How to complete this task: Among the entries below, find how many lines carry the word "following" and state only that figure.

BEGIN Material for the task

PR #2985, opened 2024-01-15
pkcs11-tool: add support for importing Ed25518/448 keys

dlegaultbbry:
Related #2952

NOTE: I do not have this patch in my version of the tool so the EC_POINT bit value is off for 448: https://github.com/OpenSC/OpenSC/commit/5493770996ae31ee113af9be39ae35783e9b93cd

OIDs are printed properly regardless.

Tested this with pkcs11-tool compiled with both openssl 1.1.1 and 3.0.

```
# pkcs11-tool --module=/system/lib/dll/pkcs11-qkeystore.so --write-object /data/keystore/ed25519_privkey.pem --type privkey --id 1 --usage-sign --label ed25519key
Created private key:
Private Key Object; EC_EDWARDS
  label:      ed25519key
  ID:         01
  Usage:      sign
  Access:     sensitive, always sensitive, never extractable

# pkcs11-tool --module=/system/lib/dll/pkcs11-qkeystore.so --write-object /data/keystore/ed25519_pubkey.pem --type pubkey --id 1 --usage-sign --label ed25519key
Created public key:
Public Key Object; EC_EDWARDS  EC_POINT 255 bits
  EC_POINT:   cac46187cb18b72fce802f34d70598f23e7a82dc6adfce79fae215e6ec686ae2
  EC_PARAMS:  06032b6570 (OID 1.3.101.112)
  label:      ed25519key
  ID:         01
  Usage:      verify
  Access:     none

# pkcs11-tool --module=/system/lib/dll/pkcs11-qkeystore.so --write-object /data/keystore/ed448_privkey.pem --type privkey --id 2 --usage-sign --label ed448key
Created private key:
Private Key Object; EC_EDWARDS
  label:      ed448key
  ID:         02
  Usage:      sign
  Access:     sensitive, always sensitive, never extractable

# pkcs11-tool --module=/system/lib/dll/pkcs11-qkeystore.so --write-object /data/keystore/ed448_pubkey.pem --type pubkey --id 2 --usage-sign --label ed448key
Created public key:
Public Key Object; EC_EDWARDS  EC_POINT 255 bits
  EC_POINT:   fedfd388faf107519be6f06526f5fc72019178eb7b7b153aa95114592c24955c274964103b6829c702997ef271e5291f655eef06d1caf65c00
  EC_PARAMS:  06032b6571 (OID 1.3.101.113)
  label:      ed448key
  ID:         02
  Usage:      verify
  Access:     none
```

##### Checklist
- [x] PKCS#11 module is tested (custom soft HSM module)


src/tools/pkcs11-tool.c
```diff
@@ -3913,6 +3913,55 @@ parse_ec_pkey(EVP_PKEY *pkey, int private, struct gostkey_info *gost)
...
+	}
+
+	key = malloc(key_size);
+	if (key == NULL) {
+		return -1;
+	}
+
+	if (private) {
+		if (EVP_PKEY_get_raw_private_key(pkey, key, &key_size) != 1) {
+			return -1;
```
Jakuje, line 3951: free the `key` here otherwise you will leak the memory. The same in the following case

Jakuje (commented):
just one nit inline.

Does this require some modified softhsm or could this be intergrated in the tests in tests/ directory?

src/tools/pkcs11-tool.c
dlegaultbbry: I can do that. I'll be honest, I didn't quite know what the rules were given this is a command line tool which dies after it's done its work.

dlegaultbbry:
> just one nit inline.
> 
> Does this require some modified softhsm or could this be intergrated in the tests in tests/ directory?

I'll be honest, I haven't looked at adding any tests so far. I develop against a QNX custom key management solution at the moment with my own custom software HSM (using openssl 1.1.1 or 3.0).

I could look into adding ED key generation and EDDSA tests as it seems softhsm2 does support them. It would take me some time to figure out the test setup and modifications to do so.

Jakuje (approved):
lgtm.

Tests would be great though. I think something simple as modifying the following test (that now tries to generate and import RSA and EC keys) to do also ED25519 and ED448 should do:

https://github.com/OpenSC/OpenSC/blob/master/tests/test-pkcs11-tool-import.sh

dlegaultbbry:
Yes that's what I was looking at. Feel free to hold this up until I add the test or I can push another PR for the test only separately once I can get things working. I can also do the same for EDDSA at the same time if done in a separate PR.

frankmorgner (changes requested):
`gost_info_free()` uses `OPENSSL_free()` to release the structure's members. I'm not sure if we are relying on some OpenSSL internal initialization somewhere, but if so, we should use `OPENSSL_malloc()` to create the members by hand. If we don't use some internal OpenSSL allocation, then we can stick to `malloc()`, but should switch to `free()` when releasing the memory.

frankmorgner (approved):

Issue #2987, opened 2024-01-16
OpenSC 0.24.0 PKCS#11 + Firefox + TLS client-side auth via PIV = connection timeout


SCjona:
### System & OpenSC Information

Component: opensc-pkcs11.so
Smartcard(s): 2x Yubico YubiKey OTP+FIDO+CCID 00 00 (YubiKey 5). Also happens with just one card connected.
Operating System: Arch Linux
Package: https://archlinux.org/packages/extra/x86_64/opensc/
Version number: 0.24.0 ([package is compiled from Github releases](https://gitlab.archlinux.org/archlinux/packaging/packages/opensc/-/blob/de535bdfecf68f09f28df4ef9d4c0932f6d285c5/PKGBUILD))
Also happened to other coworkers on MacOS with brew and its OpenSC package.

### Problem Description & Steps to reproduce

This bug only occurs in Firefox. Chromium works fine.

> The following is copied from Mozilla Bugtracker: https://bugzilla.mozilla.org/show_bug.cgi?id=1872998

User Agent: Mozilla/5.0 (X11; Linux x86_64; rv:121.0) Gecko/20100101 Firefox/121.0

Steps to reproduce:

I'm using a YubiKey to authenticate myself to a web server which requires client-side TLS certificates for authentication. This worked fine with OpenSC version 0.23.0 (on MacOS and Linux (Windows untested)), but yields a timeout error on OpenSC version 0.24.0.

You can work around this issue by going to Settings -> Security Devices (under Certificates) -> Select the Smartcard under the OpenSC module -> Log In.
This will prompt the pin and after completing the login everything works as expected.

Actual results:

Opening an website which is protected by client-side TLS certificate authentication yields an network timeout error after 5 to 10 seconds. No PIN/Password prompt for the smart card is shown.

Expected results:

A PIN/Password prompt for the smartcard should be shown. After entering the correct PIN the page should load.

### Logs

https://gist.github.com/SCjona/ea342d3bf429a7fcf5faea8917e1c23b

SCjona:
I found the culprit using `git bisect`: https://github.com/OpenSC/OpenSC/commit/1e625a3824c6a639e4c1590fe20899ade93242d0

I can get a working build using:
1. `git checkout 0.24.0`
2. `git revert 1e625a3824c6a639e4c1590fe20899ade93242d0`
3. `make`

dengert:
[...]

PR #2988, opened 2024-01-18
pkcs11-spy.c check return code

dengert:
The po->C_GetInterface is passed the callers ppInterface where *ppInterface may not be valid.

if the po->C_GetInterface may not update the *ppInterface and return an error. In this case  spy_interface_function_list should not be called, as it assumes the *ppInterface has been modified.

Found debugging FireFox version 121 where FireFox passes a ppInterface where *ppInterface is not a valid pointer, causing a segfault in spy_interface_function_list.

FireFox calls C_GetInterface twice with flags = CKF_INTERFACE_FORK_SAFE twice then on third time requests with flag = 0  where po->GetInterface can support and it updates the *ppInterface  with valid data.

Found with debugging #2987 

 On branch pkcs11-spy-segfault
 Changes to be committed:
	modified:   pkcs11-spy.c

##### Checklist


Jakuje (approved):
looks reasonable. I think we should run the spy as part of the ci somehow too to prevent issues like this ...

END Material for the task

Exercise result: 3